Nitt Picks Hates Empty Seats

The Daily Collegian's Opinion page is hot with athletic topics again today, with plenty of attention focused on those empty seats in the student section on Saturdays and the behavior of some of the students.

First, Robert Biscontini of the Class of 1974 is worried about how Alabama fans will be treated when they come to Happy Valley next year.

I learned a lot about hospitality, life — and football — a few weeks ago in Tuscaloosa. Adults and students invariably welcomed us, conversed, invited us to join them, bought drinks and complimented our coach and program. That won’t happen when they visit next year. One student will scream at some family with kids. Another will spill Nacho cheese on one of their fans, like I saw a drunken kid do to an Iowa fan last year.

Hopefully, stories of the hospitality shown to Penn State fans in Tuscaloosa will continue to circulate so that situations like the ones Biscontini is concerned about can be avoided.

Student Mike Kaiserian is upset with the student ticketing policies.

Since the implementation of paperless ticketing for football games, there have been noticeably fewer people in the student section.

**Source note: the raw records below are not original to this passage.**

Issue #143, opened 2021-11-08
All Examples should use the same vmlinux.h file


mimullin-bbry:
No need for every example to have it's own vmlinux.h file.  

Put one vmlinux_505.h inside of a ./examples/header/ directory and have all examples' vmlinux.h files soft link to that. (or something similar)

DevasiaThomas:
@mimullin-bbry I had a few questions about this :). does the vmlinux.h file vary across OS distros for the same kernel version? Is it better to compile with a vmlinux.h from a higher kernel version or lower one when considering CO-RE applications?

DevasiaThomas:
Hmm, I commented on that PR before I read this, because I was worried about CO-RE.  I'll continue the conversation there. #144

anakryiko:
> > Can the vmlinux.h file vary across OS distros for the same kernel version?
> 
> Yes. This seen when using RHEL or RHEL derivative kernels. RHEL backports a lot of bpf code (which is why you see some #ifdef RHEL stuff in tracee) to it's old kernels. Along with these backports, you'll see at minimum the additional bpf helpers.
> 
> > Is it better to compile with a vmlinux.h from a higher kernel version or lower one when considering CO-RE applications?

Generally newer kernels have more features so it makes sense to use newest vmlinux.h. You'll still have to take into considerations all the incompatible changes in old kernels. 

> 
> I don't have the full technical picture to give you a definitive answer, but if you see the the PR associated with this Issue, you'll notice a major break for the task_struct::state field. With the state field changing in 5.14, BPF code that uses the state field will not compile on kernel 5.14+, and bpf code that uses the new __state field will not pass the verifier on kernels < 5.14. (see https://github.com/libbpf/libbpf-rs/pull/144/files).
> 
> The end result of both of these answers put together is that even with CORE, you need to focus your project on a target distribution-version-kernel triple (ie ubuntu-20.04-kernel5.8aws) that has the bare minimum features you need, and as you progress to other distributions+versions+kernels you will need to make hacks (sometimes requiring recompilation, see the state vs __state).

You most certainly don't want to base this on distro-version-kernel triple if at all avoidable. BPF CO-RE provides various mechanism to both detect which specific set of features/fields kernel provides, as well as an ability to handle that within a single compiled BPF CO-RE application. See https://nakryiko.com/posts/bpf-core-reference-guide/#handling-incompatible-field-and-type-changes.

> 
[...]

PR #144, opened 2021-11-09
Each Example does not need it's own vmlinux_505.h file

mimullin-bbry:
ISSUE: https://github.com/libbpf/libbpf-rs/issues/143

Move vmlinux_505.h from each example into it's own directory at ./examples/vmlinux_header/vmlinux_505.h

Softlink each example's vmlinux.h to
examples/vmlinux_header/vmlinux_505.h

This will reduce the amount of disk space needed

Create a new file examples/vmlinux_header/vmlinux_514.h
This file was generated via bpftool on an Arch Linux machine running
Kernel 5.14.16
bpftool btf dump file /sys/kernel/btf/vmlinux format c > examples/vmlinux_header/vmlinux_514.h
Softlink this file to examples/runqslower/src/bpf/vmlinux_new.h

This new header file is required because in change
https://git.kernel.org/pub/scm/linux/kernel/git/stable/linux.git/commit/include/linux/sched.h?h=v5.14.17&id=2f064a59a11ff9bc22e52e9678bc601404c7cb34
the task_struct::state field was changed to __state

Fixup runqslower.bpf.c to use proper state vs __state depending on
kernel version


DevasiaThomas:
@mimullin-bbry Is there a runtime approach to deal with ``state`` vs ``__state`` in runqslower.bpf.c?  Else one would have to compile on 2 kernels? not really CO-RE?

DevasiaThomas:
Can we do what @anakryiko did in his [blogpost](https://nakryiko.com/posts/bpf-portability-and-co-re/#dealing-with-kernel-version-and-configuration-differences), the struct flavors part,  for this one?

mimullin-bbry:
@DevasiaThomas I don't think so (eager to be schooled on this issue).  What I'm reading in @anakryiko 's post is to solve runtime kernel decision making, but this issue is a compile time issue where task_struct::__state does not exist pre 5.14 and task_struct::state does not exist post 5.14.

Thus to compile runqslower using vmlinux_505.h the verifier will barf upon loading into a 5.14 kernel saying something along the lines of "symbol task_struct::state does not exist."

Since example code is intended to be run on the machine that built it, users trying to understand how to "do bpf" will have a pretty poor time with runqslower on Fedora 35, arch or any distro using a 5.14 kernel and beyond.  (note: arch has another issue where their uapi is not up to date, but thats not a problem I can fix).

DevasiaThomas:
> EDIT: Actually, after a re-read of the blogpost, I think you are correct that something better can be done. Let me give this some cycles.

Yeah I'm hoping you can use a 5.14 vmlinux.h but define the older struct(for state) within the example's code as __pre_5_1_4 and do what @anakryiko did and compile it on 5.14 but also be able to run on pre 5.14.  If that happens, everybody wins 🎉

mimullin-bbry:
So the method does require duplicate definition of task_struct, which IMHO is not acceptable for a learning tool.  I don't think it's in the projects best interest to copy such a large structure with such a large amount of compile time options in it.

https://elixir.bootlin.com/linux/latest/source/include/linux/sched.h#L723

mimullin-bbry:
I've updated to use the techniques in https://nakryiko.com/posts/bpf-portability-and-co-re/#dealing-with-kernel-version-and-configuration-differences

I have not however, tested on a pre 5.13 kernel. (will update this comment when that is complete).

Pushing pre-testing for potential feedback w.r.t. copying the 505 version of struct task_struct, and whether that is a direction the project wants to take.

DevasiaThomas:
Thats good news @mimullin-bbry . How did you deal with the compile time ifdefs for the task struct?

anakryiko:
See https://github.com/iovisor/bcc/pull/3659/files for how it was done for runqslower tool, for example.

You might also find https://nakryiko.com/posts/bpf-core-reference-guide/#handling-incompatible-field-and-type-changes useful.

Either way, I'd rather have only one vmlinux.h version to reduce the size of the repo. So we can update to the latest vmlinux.h, but we should get rid of the old one and update examples accordingly.

examples/runqslower/src/bpf/runqslower.bpf.c
```diff
@@ -62,6 +66,16 @@ int handle__sched_wakeup_new(u64 *ctx)
 	return trace_enqueue(p->tgid, p->pid);
 }
 
+static inline long get_task_state(struct task_struct *ts)
+{
+	if (LINUX_KERNEL_VERSION < KERNEL_VERSION(5, 14, 0)) {
```
anakryiko, line 71: see https://github.com/iovisor/bcc/pull/3659/files, there are better ways than using LINUX_KERNEL_VERSION check. Due to backporting, kernel version isn't always representative. CO-RE provides bpf_core_field_exists() check, we should use that here.

examples/vmlinux_header/vmlinux_505_structs.h
```diff
@@ -0,0 +1,181 @@
...
+struct task_struct_505 {
+	struct thread_info thread_info;
+	volatile long int state;
+	void *stack;
+	refcount_t usage;
+	unsigned int flags;
+	unsigned int ptrace;
+	struct llist_node wake_entry;
+	int on_cpu;
+	unsigned int cpu;
```
anakryiko, line 13: you don't need all the fields of task_struct, only few necessary fields can be defined. It's also better to leave such definitions close to BPF source code that's using this type. See https://nakryiko.com/posts/bpf-core-reference-guide/#handling-incompatible-field-and-type-changes for some more examples and details.

anakryiko (changes requested):
let's put vmlinux_514.h under examples/ and create a symlink vmlinux.h -> vmlinux_514.h right there.

Also, I was expecting that search path to vmlinux.h would need to be changed somewhere either in build script or somewhere else. Don't see it here. What am I missing?

examples/vmlinux_header/vmlinux_505_structs.h
mimullin-bbry: >  Also, I was expecting that search path to vmlinux.h would need to be changed somewhere either in build script or somewhere else. Don't see it here. What am I missing?

Not sure what you mean by this.  I've moved vmlinux_514.h into the examples directory, and softlinked a vmlinux.h to it.  I then softlink each examples vmlinux.h to the example/vmlinux.h file.  The build scripts do not need to be aware of the vmlinux.h file.

```
pwd && ls -l 
/code/single-vmlinux/examples/runqslower/src/bpf
total 8
-rw-r--r-- 1 mm mm 2677 Nov 10 20:46 runqslower.bpf.c
-rw-r--r-- 1 mm mm  232 Nov  8 19:00 runqslower.h
lrwxrwxrwx 1 mm mm   18 Nov 10 19:15 vmlinux.h -> ../../../vmlinux.h
```

mimullin-bbry:
Closing as I had problems squashing and merging.  Please see https://github.com/libbpf/libbpf-rs/pull/149

examples/vmlinux_header/vmlinux_505_structs.h
anakryiko: Never mind, I forgot we do vmlinux.h symlinking in each example to avoid needing to specify extra -I<path> to the compiler. Please keep vmlinux_514.h name and leave all the vmlinux.h as symlinks

DevasiaThomas: > you don't need all the fields of task_struct, only few necessary fields can be defined.

@anakryiko I didn't know you could do this neither do I know the concept behind this. The closes thing I know is in OOPs where you can assign child object to variable of type parent and just refer to the fields the parent knows about. Is this only possible in bpf CO-RE code or can you do this in regular C as well? I would love to read about this concept if its possible in regular C.

anakryiko: It's BPF CO-RE thing. Only fields that are accessed are necessary (to let compiler generate CO-RE relocation that will be used by libbpf to find corresponding type and field in the full kernel BTF definition).

PR #152, opened 2021-11-23
libbpf-rs: Fix PerfBuilder callbacks lifetime definition

rgushchin:
Currently callbacks passed to PerfBuilder are assumed to have the
'static lifetime, which makes them hard to use.

A simple example based on the runqslower: let's say we want to store
events in a hashmap instead of printing them. We can't pass a mutable
reference to a hashmap into a closure and use the closure as a
sample_cb callback without giving an ownership with a "move" keyword.
But then we can't use the map afterwards.

Actually, handlers lifetime should be bound to the lifetime of
PerfBuffer object. Once it's gone, we don't need callbacks anymore.

After this change the following code can work:

    let mut hm = HashMap::new();

    {
	let perf = PerfBufferBuilder::new(skel.maps_mut().events())
            .sample_cb(|cpu: i32, data: &[u8]| { handle_event(&mut hm, cpu, data); })
            .lost_cb(handle_lost_events)
            .build()?;

	loop {
            perf.poll(Duration::from_millis(100))?;
	    break;
	}
    }

    for (k, v) in &hm {
	println!("{}:{}", k, v);
    }

Signed-off-by: Roman Gushchin <guro@fb.com>

### DIFF
--- a/libbpf-rs/src/perf_buffer.rs
+++ b/libbpf-rs/src/perf_buffer.rs
@@ -12,26 +12,26 @@ fn is_power_of_two(i: usize) -> bool {
 // Workaround for `trait_alias`
 // (https://doc.rust-lang.org/unstable-book/language-features/trait-alias.html)
 // not being available yet. This is just a custom trait plus a blanket implementation.
-pub trait SampleCb: FnMut(i32, &[u8]) + 'static {}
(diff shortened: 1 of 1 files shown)


insearchoflosttime (approved):
This looks good to me! Thank you for adding this, @rgushchin!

On Friday afternoon, just a few hours before the 5 p.m. sale deadline, there were more than 150 tickets on sale for $69 and hundreds more for cheaper. And that’s before the $1.95 processing fee, and the $29 more it would cost to validate a guest ticket (that’s $99.95 for a guest).

The athletic department took a good step forward this year by moving the sale/exchange deadline back, but judging by attendance at the first few games this season, the system could probably still use tweaks so more students are able to make it inside. For what it's worth, yours truly bought a regular ticket this past week because the seats on the student exchange cost too much money.

Finally, Collegian columnist Jessica Uzar:

But looking up from the field last game, I noticed that our student section was not filling up. In fact, I’m not sure it ever entirely filled up.

At first, I was a little disappointed. But after thinking about it, I realized that half of those students were probably too drunk to attend the game and the other half were faithful friends making sure those drunks got to bed okay.

Is that an excuse for not attending the game? I don’t mind really. It was still an early season game (granted, not an easy game like we would’ve liked).

Aren’t we a school known for our football culture, including the sometimes heavy tailgating that is taking place outside?

Just my piece, but I think regardless of Penn State's tailgating reputation, the "best student section in college football" should be in the building at kick off.

Big East=TCU?

The New York Post is reporting that the Big East is looking into the possibility of adding Texas Christian to the struggling conference.

Two sources said the TCU discussion developed recently. The school’s tradition, academics and recent success have lifted the university’s profile. TCU (4-0) is ranked fifth in the polls and many believe it is currently the best team in Texas.

One source stressed that there have been no meetings among Big East presidents or ADs to discuss membership. But that source also said expansion has altered the way conferences think. The fact that TCU hardly matches the Big East footprint is a tertiary concern.

Regardless of whether it'd be a smart move to go so far outside the Big East's traditional stomping grounds to pick up a solid football program, the league has to do something. Only West Virginia is even receiving votes this week. League favorites Pittsburgh and Connecticut have had fits of trouble with BCS level, and even sub-BCS level teams this season, and consensus is growing that even non-BCS leagues like the Mountain West and Western Athletic Conference have passed the Big East in football prestige. If the conference could pry TCU away from the Mountain West, it'd hardly make it a heavy weight, but it would go a long way toward respectability.

Flip A Coin

As BHGP points out, Saturday's game could all come down to the coin toss.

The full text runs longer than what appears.